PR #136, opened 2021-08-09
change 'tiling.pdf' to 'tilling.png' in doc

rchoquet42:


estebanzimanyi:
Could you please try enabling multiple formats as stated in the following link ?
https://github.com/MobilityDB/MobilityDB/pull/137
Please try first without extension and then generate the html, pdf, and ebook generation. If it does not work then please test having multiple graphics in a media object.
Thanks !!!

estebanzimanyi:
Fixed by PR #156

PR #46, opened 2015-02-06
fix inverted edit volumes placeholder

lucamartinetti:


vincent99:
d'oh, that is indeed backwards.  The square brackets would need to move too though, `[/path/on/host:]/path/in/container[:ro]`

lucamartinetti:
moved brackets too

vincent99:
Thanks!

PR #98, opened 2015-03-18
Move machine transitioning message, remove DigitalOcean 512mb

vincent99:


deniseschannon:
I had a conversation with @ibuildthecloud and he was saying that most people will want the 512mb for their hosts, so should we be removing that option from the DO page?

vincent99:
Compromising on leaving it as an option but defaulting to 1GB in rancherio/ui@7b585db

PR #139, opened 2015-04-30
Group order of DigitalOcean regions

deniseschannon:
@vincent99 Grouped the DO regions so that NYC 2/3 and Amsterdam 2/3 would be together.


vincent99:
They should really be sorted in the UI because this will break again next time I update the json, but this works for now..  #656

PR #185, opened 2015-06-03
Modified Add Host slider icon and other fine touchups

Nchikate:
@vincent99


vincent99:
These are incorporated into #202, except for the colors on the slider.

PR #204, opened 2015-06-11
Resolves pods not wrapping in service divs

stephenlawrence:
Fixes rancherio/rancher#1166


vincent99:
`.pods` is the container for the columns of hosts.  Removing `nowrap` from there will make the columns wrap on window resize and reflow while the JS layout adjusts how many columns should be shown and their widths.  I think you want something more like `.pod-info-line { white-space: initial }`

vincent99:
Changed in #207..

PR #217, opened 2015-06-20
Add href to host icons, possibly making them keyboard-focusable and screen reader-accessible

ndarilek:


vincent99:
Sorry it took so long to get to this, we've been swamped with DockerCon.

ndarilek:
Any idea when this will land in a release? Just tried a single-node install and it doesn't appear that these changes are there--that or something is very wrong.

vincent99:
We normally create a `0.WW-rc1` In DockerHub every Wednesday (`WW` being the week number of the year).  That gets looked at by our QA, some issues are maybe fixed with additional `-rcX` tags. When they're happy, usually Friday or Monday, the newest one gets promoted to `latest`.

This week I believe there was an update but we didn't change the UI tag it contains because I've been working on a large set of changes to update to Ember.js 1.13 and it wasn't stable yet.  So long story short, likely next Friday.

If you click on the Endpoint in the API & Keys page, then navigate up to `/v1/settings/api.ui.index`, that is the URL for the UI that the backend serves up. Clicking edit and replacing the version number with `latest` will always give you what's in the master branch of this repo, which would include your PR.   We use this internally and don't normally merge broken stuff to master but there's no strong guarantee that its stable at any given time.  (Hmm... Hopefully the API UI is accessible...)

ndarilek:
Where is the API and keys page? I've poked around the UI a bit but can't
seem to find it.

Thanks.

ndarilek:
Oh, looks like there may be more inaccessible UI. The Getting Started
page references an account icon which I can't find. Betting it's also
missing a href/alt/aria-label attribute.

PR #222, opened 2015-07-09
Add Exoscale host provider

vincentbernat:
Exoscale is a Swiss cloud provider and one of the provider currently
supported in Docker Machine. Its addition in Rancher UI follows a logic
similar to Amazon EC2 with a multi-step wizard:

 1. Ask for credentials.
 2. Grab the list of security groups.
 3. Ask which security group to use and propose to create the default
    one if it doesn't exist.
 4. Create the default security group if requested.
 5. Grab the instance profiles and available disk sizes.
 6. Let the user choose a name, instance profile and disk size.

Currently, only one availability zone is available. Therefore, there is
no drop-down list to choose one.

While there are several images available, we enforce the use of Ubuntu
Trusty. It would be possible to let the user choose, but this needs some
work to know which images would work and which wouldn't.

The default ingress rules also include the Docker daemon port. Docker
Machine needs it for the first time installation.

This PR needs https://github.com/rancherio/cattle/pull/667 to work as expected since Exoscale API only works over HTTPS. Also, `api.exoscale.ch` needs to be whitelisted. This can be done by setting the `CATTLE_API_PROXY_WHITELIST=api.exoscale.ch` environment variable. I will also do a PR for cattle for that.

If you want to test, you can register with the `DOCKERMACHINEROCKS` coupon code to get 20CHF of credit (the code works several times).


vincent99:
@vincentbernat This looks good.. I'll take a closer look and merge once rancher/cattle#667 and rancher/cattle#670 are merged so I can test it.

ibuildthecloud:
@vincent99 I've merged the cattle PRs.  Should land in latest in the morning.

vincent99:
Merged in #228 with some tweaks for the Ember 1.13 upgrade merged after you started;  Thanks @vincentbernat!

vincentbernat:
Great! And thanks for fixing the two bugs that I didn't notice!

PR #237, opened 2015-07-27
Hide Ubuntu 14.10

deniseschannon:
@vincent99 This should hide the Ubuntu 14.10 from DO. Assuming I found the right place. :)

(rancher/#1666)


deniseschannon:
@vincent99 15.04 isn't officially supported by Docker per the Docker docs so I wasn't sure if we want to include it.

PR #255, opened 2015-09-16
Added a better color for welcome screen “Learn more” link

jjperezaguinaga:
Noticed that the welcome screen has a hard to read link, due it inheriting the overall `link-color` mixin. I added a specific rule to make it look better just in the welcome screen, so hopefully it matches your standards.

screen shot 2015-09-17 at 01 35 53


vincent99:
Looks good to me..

==============================

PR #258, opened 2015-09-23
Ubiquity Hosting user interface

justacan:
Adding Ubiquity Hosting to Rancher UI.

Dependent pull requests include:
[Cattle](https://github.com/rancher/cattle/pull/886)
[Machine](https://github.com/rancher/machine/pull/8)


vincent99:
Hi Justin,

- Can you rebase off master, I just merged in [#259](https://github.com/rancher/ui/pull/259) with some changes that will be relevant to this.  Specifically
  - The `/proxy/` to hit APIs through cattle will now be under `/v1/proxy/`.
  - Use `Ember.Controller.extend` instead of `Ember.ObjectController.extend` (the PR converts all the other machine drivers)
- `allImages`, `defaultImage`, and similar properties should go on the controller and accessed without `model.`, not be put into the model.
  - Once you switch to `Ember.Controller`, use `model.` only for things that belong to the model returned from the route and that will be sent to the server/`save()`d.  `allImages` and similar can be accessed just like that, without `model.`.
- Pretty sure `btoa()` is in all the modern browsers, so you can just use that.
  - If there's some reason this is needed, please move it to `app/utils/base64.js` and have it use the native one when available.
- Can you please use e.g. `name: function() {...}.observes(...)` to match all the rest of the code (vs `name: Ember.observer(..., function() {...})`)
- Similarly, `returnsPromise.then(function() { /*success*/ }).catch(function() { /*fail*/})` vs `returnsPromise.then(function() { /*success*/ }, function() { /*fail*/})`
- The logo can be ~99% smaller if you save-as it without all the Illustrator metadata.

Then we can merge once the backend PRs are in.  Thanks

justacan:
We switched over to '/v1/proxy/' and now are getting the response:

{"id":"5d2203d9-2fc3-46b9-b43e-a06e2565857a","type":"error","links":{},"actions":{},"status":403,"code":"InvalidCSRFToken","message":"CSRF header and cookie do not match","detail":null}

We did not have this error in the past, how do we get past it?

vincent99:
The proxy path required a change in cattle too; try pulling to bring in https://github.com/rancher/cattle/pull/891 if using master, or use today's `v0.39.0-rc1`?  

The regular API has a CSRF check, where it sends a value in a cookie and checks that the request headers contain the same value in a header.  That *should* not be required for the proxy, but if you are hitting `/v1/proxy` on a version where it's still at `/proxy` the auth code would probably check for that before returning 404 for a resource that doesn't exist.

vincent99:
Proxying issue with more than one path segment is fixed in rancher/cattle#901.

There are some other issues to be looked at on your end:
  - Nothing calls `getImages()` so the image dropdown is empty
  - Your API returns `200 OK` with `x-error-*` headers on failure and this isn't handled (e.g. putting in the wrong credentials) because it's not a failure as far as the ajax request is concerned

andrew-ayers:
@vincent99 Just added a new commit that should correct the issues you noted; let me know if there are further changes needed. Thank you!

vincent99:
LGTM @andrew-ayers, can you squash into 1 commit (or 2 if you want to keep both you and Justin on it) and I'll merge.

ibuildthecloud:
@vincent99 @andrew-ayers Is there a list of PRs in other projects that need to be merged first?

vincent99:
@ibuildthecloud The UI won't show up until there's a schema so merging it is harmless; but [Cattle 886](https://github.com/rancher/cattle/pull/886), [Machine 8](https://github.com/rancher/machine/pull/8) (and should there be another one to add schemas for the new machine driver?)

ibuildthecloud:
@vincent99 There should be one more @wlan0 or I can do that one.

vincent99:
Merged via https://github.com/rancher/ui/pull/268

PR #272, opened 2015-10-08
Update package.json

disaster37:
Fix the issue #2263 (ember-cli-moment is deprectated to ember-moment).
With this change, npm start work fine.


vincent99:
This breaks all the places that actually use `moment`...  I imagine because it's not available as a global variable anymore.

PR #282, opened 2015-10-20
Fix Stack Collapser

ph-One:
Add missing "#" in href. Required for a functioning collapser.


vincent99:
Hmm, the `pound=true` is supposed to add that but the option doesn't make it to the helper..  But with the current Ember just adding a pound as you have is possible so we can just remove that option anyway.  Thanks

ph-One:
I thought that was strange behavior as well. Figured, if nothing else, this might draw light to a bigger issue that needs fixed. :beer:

==============================

Your task: Report each line of the entries where the word "from" occurs.

Task response:
I had a conversation with @ibuildthecloud and he was saying that most people will want the 512mb for their hosts, so should we be removing that option from the DO page?
`.pods` is the container for the columns of hosts.  Removing `nowrap` from there will make the columns wrap on window resize and reflow while the JS layout adjusts how many columns should be shown and their widths.  I think you want something more like `.pod-info-line { white-space: initial }`
@vincent99 This should hide the Ubuntu 14.10 from DO. Assuming I found the right place. :)
  - Once you switch to `Ember.Controller`, use `model.` only for things that belong to the model returned from the route and that will be sent to the server/`save()`d.  `allImages` and similar can be accessed just like that, without `model.`.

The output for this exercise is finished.